A brown watching me from the shallows big enough to have been hooked repeatedly before can be expected to refuse offerings. Not out of genius , but conditioning.
It's response to an offering can be avoidance by ignoring it , curiosity leading to a sniff , or flight.
Yet later near dark it will chase a bait matching it's recent meals with my returning and being in sight , if being hooked was not the recent result.
A primitive brain fixated on survival actions and responses alone , or capable of association? Or both depending on activity level?


----------



## Michigan Trout Addict (Oct 28, 2015)

Waif said:


> When conditions dictate , the ID takes over in humans.
> Survival is the priority and all other things are gone.
> The struggle produces lactic acid and even damage to muscle, even nerves , but while oxygen and will to live/ instinct to fight remain ; the fight continues . Till overwhelmed by stress and convulsions disrupt control , or victim is subdued by the cause of stress... or breaks free from what is oppressing it. Complete recovery may or may not follow.
> 
> ...


I enjoy what you have written. It brings to questions lots of things. Perhaps none of us will ever know. For now, we speculate. I appreciate the input and questioning of what we all may think is truth. So many differing opinions with solid examples backing them makes for a great discussion. Cheers!


----------



## Fishndude (Feb 22, 2003)

If I thought for one second that hooking, and fighting fish causes them pain that was even minutely close to the pain it would cause us, I would never cast another line. That is why we don't "fish" for dogs, cats, etc. 

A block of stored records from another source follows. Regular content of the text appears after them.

PR #2693, opened 2020-11-19
Double precision for lon lat

genadz:
Right now `float` is used all over the project for geocoordinates. This accuracy is not enough for some cases. Ideally, we should use `double` always.
What was done:
- where it's possible, `float` was changed to `double`;
- for other cases (where we're limited to 4 bytes) we store coordinates as integers with fixed (6 or 7 digits) precision;
- fixed a lot of unit tests.

## Tasklist

 - [ ] Add tests


genadz:
Performance testing (3 runs)
master branch:                    mean = `3m59s`, std = `6s`
ll_double_precition branch: mean = `4m2s`, std = `5s`

valhalla/baldr/nodeinfo.h
```diff
@@ -389,10 +385,12 @@ class NodeInfo {
...
-  // 26 bits for lat,lon offset allows 7 digit precision within 4 degree tiles. Note that
-  // this would require using double precision to actually achieve this precision.
-  uint64_t lat_offset_ : 26; // Latitude offset from tile base latitude
-  uint64_t lon_offset_ : 26; // Longitude offset from tile base longitude
+  // 26 bits for lat,lon offset allows 7 digits of precision even in 4 degree tiles
+  // to stay backwards compatible we have to break 6 digits and the 7th digit into two parts
+  uint64_t lat_offset_ : 22; // Latitude offset from tile base latitude in int 6 digit precision
+  uint64_t lat_offset7_ : 4; // Latitude offset 7th digit of precision
+  uint64_t lon_offset_ : 22; // Longitude offset from tile base longitude in int 6 digit precision
+  uint64_t lon_offset7_ : 4; // Longitude offset 7th digit of precision
```
kevinkreiser, line 393: this was a nice little trick i worked out to add a full 7 digits of precision to the nodes in the graph in a backwards compatible way. since previously we only did 6, it meant we only ever used 22 bit wide numbers at the most. since valhalla tiles assume little endian, i was able to just steal back the 4 unused bits and use them to store the 7th digit of precision.

src/baldr/tilehierarchy.cc
```diff
@@ -6,21 +6,25 @@ using namespace valhalla::midgard;
 namespace valhalla {
 namespace baldr {
 
-const std::map<uint8_t, TileLevel>& TileHierarchy::levels() {
+const std::vector<TileLevel>& TileHierarchy::levels() {
```
kevinkreiser, line 9: so i just couldnt let this stupidity linger. while chasing down a failing test, i decided to refactor the hierarchy static structure. there is no reason this should be a map. instead its a vector where the index is the level. why do binary search on something that you already know where the indices should be? this caused a lot of diffs in the rest of this PR. if you see anything with `TileHeirarchy::` it was this refactor

src/baldr/nodeinfo.cc
```diff
@@ -84,14 +84,21 @@ NodeInfo::NodeInfo(const PointLL& tile_corner,
...
-  lat_offset_ = ll.second < tile_corner.lat()
-                    ? 0
-                    : static_cast<uint32_t>((ll.second - tile_corner.lat()) / kDegreesPrecision);
-  lon_offset_ = ll.first < tile_corner.lng()
-                    ? 0
-                    : static_cast<uint32_t>((ll.first - tile_corner.lng()) / kDegreesPrecision);
+  lat_offset_ = 0;
+  if (ll.lat() > tile_corner.lat()) {
+    auto lat = std::round((ll.lat() - tile_corner.lat()) / 1e-7);
+    lat_offset_ = lat / 10;
```
kevinkreiser, line 92: old code will still work because the first 22 bits get the 6 digit lat/lon as they did before then below we also set the 4 extra bits with the 7th digit

kevinkreiser:
nice, the code somehow actually got 10 lines less as well!

test/mapmatch.cc
```diff
@@ -170,6 +170,8 @@ void compare_results(const valhalla::Api& expected, const valhalla::Api& result)
     for (int l = 0; l < route.legs_size(); ++l) {
       const auto& leg = route.legs(l);
 
+      std::cout << leg_answer->shape() << std::endl << leg.shape() << std::endl << std::endl;
```
danpaz, line 173: Remove print

valhalla/baldr/graphtileheader.h
```diff
@@ -162,15 +163,18 @@ class GraphTileHeader {
    * Get the base (SW corner) of the tile.
    * @return Returns the base lat,lon of the tile (degrees).
    */
-  const midgard::PointLL& base_ll() const {
-    return static_cast<const midgard::PointLL&>(base_ll_);
+  midgard::PointLL base_ll() const {
+    GraphId id(graphid_);
+    return TileHierarchy::levels()[id.level()].tiles.Base(id.tileid());
+    // return midgard::PointLL(base_ll_.first, base_ll_.second);
```
danpaz, line 169: Why did this change?

kevinkreiser: very insightful question! it has to do with getting full precision graph node lat lons. node lat lons are stored as an offset from the corner of the tile. for some reason we stored the corner of the tile in float in the tile header. the thing about a tile though is that we already know what the corner is by simple math on the tileid. so instead of storing it we just do a couple of multiplications here to get the corner of the tile in double precision rather than float that is stored. look  at the TODO i added at the very bottom of this file:

https://github.com/valhalla/valhalla/pull/2693/files#diff-02d2f61e72de41c5a1fb592eaf617f2e3c24c1882ed77791a4e876e9a76fd05eR600

danpaz: Ah nice. I wonder if we stored the corner ll in case we change tiling in the future and can no longer rely on the id? In anycase, sgtm 👍

valhalla/midgard/encoded.h
```diff
@@ -1,22 +1,110 @@
...
 
 #include <cmath>
+#include <stdexcept>
 #include <string>
 #include <type_traits>
 #include <vector>
 
+// we store 6 digits of precision in the tiles, changing to 7 digits is a breaking change
+// if you want to try out 7 digits of precision you can uncomment this definition
+//#define USE_7DIGITS_DEFAULT
```
kevinkreiser, line 11: this breaks compatibility but, for testing, if you want you can try out 7 digits of precision with this simple preprocessor macro

valhalla/midgard/encoded.h
```diff
@@ -1,22 +1,110 @@
...
+#else
+constexpr double DECODE_PRECISION = 1e-6;
+constexpr int ENCODE_PRECISION = 1e6;
+constexpr size_t DIGITS_PRECISION = 6;
+#endif
+
 namespace valhalla {
 namespace midgard {
 
+template <typename Point> class Shape7Decoder {
```
kevinkreiser, line 25: i ditched the other header that had this info and just moved it to this one. its nice to have all the polyline encoding/decoding in one place

danpaz (dismissed):
Approved pending some perf testing by @kevinkreiser @genadz

kevinkreiser:
i revalidated all the changes with the same perf test as @genadz a moment ago. on my machine master took 43.1s and this branch took 43.9 seconds, which is about a 1.8% penalty. we are good to go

Fortunately I educated myself about fish when I was quite young, and I fully understand that they don't feel pain at all. They very likely feel something similar to our feeling of panic when they are hooked, but not pain.


----------



## Michigan Trout Addict (Oct 28, 2015)

Fishndude said:


> If I thought for one second that hooking, and fighting fish causes them pain that was even minutely close to the pain it would cause us, I would never cast another line. That is why we don't "fish" for dogs, cats, etc.
> 
> Fortunately I educated myself about fish when I was quite young, and I fully understand that they don't feel pain at all. They very likely feel something similar to our feeling of panic when they are hooked, but not pain.



Perhaps you misunderstood the purpose of my post. It's not to prove that fish have or lack feelings. It was to think of our adventure from the other side. A mere suggestion.

Not certain where you have become so intellectually superior, but if you could provide me with some books about fish and their inability to interpret pain, I would love to read them. 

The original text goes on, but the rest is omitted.